[Exercise]:
Scan the records and identify every line in which the string "vulnerability" occurs, then return those lines.

Stored data entries:
PR #1275, opened 2026-06-18
[RORDEV-2098] Fix CVE_CHECK: switch to NVD data feeds and suppress false positives 

mateuszkp96:
## Summary by CodeRabbit

* **Chores**
  * Updated the dependency vulnerability scanning plugin to a newer version for improved coverage and reporting.
  * Tuned vulnerability database/NVD behavior by disabling automatic NVD updates and adjusting fetch and retention settings.
  * Re-enabled the optional CVE-check pipeline job so it runs when the surrounding pipeline conditions allow, including loading/saving the CVE cache.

[Task answer]:
  * Updated the dependency vulnerability scanning plugin to a newer version for improved coverage and reporting.
  * Tuned vulnerability database/NVD behavior by disabling automatic NVD updates and adjusting fetch and retention settings.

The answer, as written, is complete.